--- EXERCISE DETAILS ---
A verbatim copy of each record is required.
══ EXERCISE INPUTS
PR #4094, opened 2025-04-09
chore(weave): Create long-live storage clients per instance

tssweeney:
This is a pure refactor of the file storage mechanics such that the trace server client only has instantiates a single connection to the bucket. As implemented today, a client connection is minted for each request which is not as performant as it could be. 

Furthermore, it correctly decouples the loading of an environment-configured client from something that could be generated at runtime. This is the first step to moving to the better auth system.

### DIFF
--- a/weave/trace_server/file_storage.py
+++ b/weave/trace_server/file_storage.py
@@ -1,5 +1,5 @@
 import logging
-from abc import ABC, abstractmethod
+from abc import abstractmethod
 from typing import Any, Callable, Union, cast
 
 import boto3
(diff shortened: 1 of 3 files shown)


weave/trace_server/file_storage.py
```diff
@@ -219,23 +253,40 @@ def store(self, uri: AzureFileStorageURI, data: bytes) -> None:
...
+        )
         client = self._get_client(uri.account)
         container_client = client.get_container_client(uri.container)
         blob_client = container_client.get_blob_client(uri.path)
         stream = blob_client.download_blob()
         return stream.readall()
 
 
-def _get_storage_client(uri: FileStorageURI) -> FileStorageClient:
+def get_storage_client_from_env() -> Optional[FileStorageClient]:
```
gtarpenning, line 266: slightly confusing name given that this is an optional

weave/trace_server/file_storage.py
```diff
@@ -211,6 +242,9 @@ def _get_client(self, account: str) -> BlobServiceClient:
     @create_retry_decorator("azure_storage")
     def store(self, uri: AzureFileStorageURI, data: bytes) -> None:
         """Store data in Azure container with automatic retries on failure."""
+        assert isinstance(uri, AzureFileStorageURI) and uri.to_uri_str().startswith(
```
gtarpenning, line 245: why do we have to assert the uri bit?

weave/trace_server/file_storage.py
```diff
@@ -181,9 +208,13 @@ class AzureStorageClient(FileStorageClient):
     """Azure Blob Storage implementation supporting both connection string and account credentials."""
 
     def __init__(
-        self, credentials: Union[AzureConnectionCredentials, AzureAccountCredentials]
+        self,
+        base_uri: FileStorageURI,
+        credentials: Union[AzureConnectionCredentials, AzureAccountCredentials],
     ):
         """Initialize Azure client with either connection string or account credentials."""
+        assert isinstance(base_uri, AzureFileStorageURI)
```
gtarpenning, line 216: interesting, we prefer this over typing `base_uri`? or can't?

gtarpenning (approved):
lgtm just questions. avoiding minting a client every time feels right

weave/trace_server/file_storage.py
gtarpenning: because we aren't guaranteed these uri's are for the given type, surprised we don't just rely on the type hints from the parse fn but I get it

weave/trace_server/file_storage.py
tssweeney: Fixed

weave/trace_server/file_storage.py
tssweeney: It violates the `Liskov Substitution Principle`: "Method arguments being contravariant not only means that we can widen their types, but also that we cannot make their types more narrow." https://madewithlove.com/blog/liskov-substitution-principle-explained/

gtarpenning: gah silly Liskov! yeah

weave/trace_server/file_storage.py
tssweeney: I want to be really careful here in the case that a url stored points to storage X, but then the client is storage Y and we blindly use the path of X.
════
--- ANSWER BELOW ---
PR #4094, opened 2025-04-09
chore(weave): Create long-live storage clients per instance

tssweeney:
This is a pure refactor of the file storage mechanics such that the trace server client only has instantiates a single connection to the bucket. As implemented today, a client connection is minted for each request which is not as performant as it could be. 

Furthermore, it correctly decouples the loading of an environment-configured client from something that could be generated at runtime. This is the first step to moving to the better auth system.

### DIFF
--- a/weave/trace_server/file_storage.py
+++ b/weave/trace_server/file_storage.py
@@ -1,5 +1,5 @@
 import logging
-from abc import ABC, abstractmethod
+from abc import abstractmethod
 from typing import Any, Callable, Union, cast
 
 import boto3
(diff shortened: 1 of 3 files shown)


weave/trace_server/file_storage.py
```diff
@@ -219,23 +253,40 @@ def store(self, uri: AzureFileStorageURI, data: bytes) -> None:
...
+        )
         client = self._get_client(uri.account)
         container_client = client.get_container_client(uri.container)
         blob_client = container_client.get_blob_client(uri.path)
         stream = blob_client.download_blob()
         return stream.readall()
 
 
-def _get_storage_client(uri: FileStorageURI) -> FileStorageClient:
+def get_storage_client_from_env() -> Optional[FileStorageClient]:
```
gtarpenning, line 266: slightly confusing name given that this is an optional

weave/trace_server/file_storage.py
```diff
@@ -211,6 +242,9 @@ def _get_client(self, account: str) -> BlobServiceClient:
     @create_retry_decorator("azure_storage")
     def store(self, uri: AzureFileStorageURI, data: bytes) -> None:
         """Store data in Azure container with automatic retries on failure."""
+        assert isinstance(uri, AzureFileStorageURI) and uri.to_uri_str().startswith(
```
gtarpenning, line 245: why do we have to assert the uri bit?

weave/trace_server/file_storage.py
```diff
@@ -181,9 +208,13 @@ class AzureStorageClient(FileStorageClient):
     """Azure Blob Storage implementation supporting both connection string and account credentials."""
 
     def __init__(
-        self, credentials: Union[AzureConnectionCredentials, AzureAccountCredentials]
+        self,
+        base_uri: FileStorageURI,
+        credentials: Union[AzureConnectionCredentials, AzureAccountCredentials],
     ):
         """Initialize Azure client with either connection string or account credentials."""
+        assert isinstance(base_uri, AzureFileStorageURI)
```
gtarpenning, line 216: interesting, we prefer this over typing `base_uri`? or can't?

gtarpenning (approved):
lgtm just questions. avoiding minting a client every time feels right

weave/trace_server/file_storage.py
gtarpenning: because we aren't guaranteed these uri's are for the given type, surprised we don't just rely on the type hints from the parse fn but I get it

weave/trace_server/file_storage.py
tssweeney: Fixed

weave/trace_server/file_storage.py
tssweeney: It violates the `Liskov Substitution Principle`: "Method arguments being contravariant not only means that we can widen their types, but also that we cannot make their types more narrow." https://madewithlove.com/blog/liskov-substitution-principle-explained/

gtarpenning: gah silly Liskov! yeah

weave/trace_server/file_storage.py
tssweeney: I want to be really careful here in the case that a url stored points to storage X, but then the client is storage Y and we blindly use the path of X.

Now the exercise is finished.